Remembrance Day is a time of reflection. Every November 11 at 10:50 a.m., my family and I honour the day by sharing passages of poetry written by war poets. We then, at 11:00 a.m., observe a moment of silence. Last year we also went to Lunchbox Theatre in Calgary and watched the musical, In Flanders Field, based on the poet John McCrae's life. It was a moving production which left none of us with a dry eye. This year, we will repeat the observance and watch Lunchbox Theatre's play on World War II, entitled Jake's Gift

I have already decided which poems, I will present tomorrow and among them are three poems which exemplify the war poetry genre. The first poem is written by the World War One British poet, Wilfred Owen, entitled Dulce Et Decorum Est,  which refers to the words of Horace: dulce et decorum est pro patria mori. The phrase translates to "it is sweet to die for one's country." Wilfred Owen uses the phrase in a stunning description of death by gas where he warns against teaching young children "ardent for some desperate glory" the old lie as expressed in the phrase. Owen, a friend of another famous British poet Siegfried Sasson, died only 7 days before the Armistice was announced.

The second poet, Keith Douglas, served for Britain in World War II in the Middle East and in North Africa. He was shipped back to England in time to participate in the Normandy invasion of D-Day where he died. There are two of his poems I will read: Vergissmeinnicht (Forget-me-not) and How To Kill. His poetry holds deadly visceral energy yet lands softly as he declaims that "A shadow is a man when the mosquito death approaches."

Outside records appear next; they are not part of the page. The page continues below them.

Issue #5440, opened 2021-07-13
TextInput with suggestions Drop will close when TextInput is re-selected


haysclark:
There is a bug when using a TextInput with a suggestions Drop. If the user clicks on the TextInput field to show the suggestions, a 2nd click of the TextInput will close the suggestions. The 2nd mouse click triggers the Drops onClickOutside() event, which subsequently closes the suggestions.

Use case: The user selects the TextInput to start a search, but then tries to move their cursor via a mouse click.

### Expected Behavior

TextInput suggestions should stay open as long as the TextInput has focus.

### Actual Behavior

TextInput suggestions show up on initial click when receiving focus; however, re-selecting the TextField causes suggestions to close despite the TextField never loosing focus.

### Examples

The [Grommet Default Suggestion story](https://storybook.grommet.io/?path=/story/input-textinput-default-suggestion--default-suggestion) and [Grommet Custom Suggestion story](https://storybook.grommet.io/?path=/story/input-textinput-custom-suggestions--custom-suggestions) serve as a nice starting point
for demonstrating the issue.

- https://storybook.grommet.io/?path=/story/input-textinput-default-suggestion--default-suggestion
- https://storybook.grommet.io/?path=/story/input-textinput-custom-suggestions--custom-suggestions

### Steps to Reproduce

1. navigate to one of the examples above
1. click on TextInput and type "a" to show names
1. click TextInput a 2nd time
1. notice suggestions have closed

### Your Environment

- Grommet version: 2.17.2
- Browser Name and version: All browsers (using Chrome)
- Operating System and version (desktop or mobile): All systems, using OSX

novykh:
@haysclark you can check this PR https://github.com/grommet/grommet/pull/5625 until they decide to merge it.

Issue #5426, opened 2021-07-07
TextInput suggestions dropdown issue


ischoe:
Hi, i use the Textinput with suggestions from api calls. 
As my limit of results is always 5, the dropdown is not opening after i doubleclick inside to remove the value and type something new. I figured out that there is this suggestionsAtClose check, which might be the reason for this. 
```
if (focus && !showDrop && suggestions && suggestions.length && (!suggestionsAtClose || suggestionsAtClose.length !== suggestions.length)) {
      openDrop();
    }
```

You can also see the issue in the storybook : 
https://storybook.grommet.io/?path=/story/input-textinput-default-suggestion--default-suggestion

- type in sug, the dropdown is open
- double click inside and delete
- type again sug => no dropdown opens anymore.
=> You need to click outside and click inside again to make it work.

I am using the latest grommet version 2.17.3

novykh:
@ischoe please check this PR https://github.com/grommet/grommet/pull/5625 to see if it works fine for you. Maybe show some love in order to merge it

PR #5625, opened 2021-09-24
Text input suggestion update.

novykh:
#### What does this PR do?
Fix suggestions drop handling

Finally, I will read a poem written by the Canadian poet, rights advocate, and previous Dean of McGill Law School - F. R. Scott. I have discussed Scott in my previous posting, which can be read here. His poem, entitled Lest We Forget  was written in contemplation of World War II, with the death of his brother during World War One in mind. It has a more cynical tone as he suggests:

And many a brave Canadian youth

Will shed his blood on foreign shores,

And die for Democracy, Freedom, and Truth,

With his body full of Canadian ores,

Canadian nickel, lead and scrap,

Sold to the German, sold to the Jap,

With Capital watching the tickers.

 We shall not forget this Remembrance Day.

Thursday
Nov102011

Thirty Day Review

Under s. 525 of the Criminal Code, there is provision for an automatic bail review for those accused who have been detained in custody pending trial. If the matter is a more serious indictable offence, the review occurs within ninety days. If it is a less serious summary conviction matter, the review is within thirty days.

This review acts as a procedural safeguard by keeping track of those in custody. It is also an important aspect of the presumption of innocence as the judge determines whether the further restriction of liberty of those merely accused of a crime is justified. Additionally, the review reinforces the Charter right to reasonable bail.

Borrowing the nomenclature of the Criminal Code, but not the analogy, this is ideablawg's thirty day review. Ideablawg has been in operation since October 10 and the weekend postings will offer updates on the issues discussed. As part of this thirty day review, I invite you to send me an email with your favourite post or even with ideas for future posts. As the creative thinker Steven Johnson said:

We are often better served by connecting ideas than we are by protecting them... Environments that build walls around good ideas tend to be less innovative in the long run than more open-ended environments. Good ideas may not want to be free, but they want to connect, fuse, and recombine... They want to complete each other as much as they want to compete.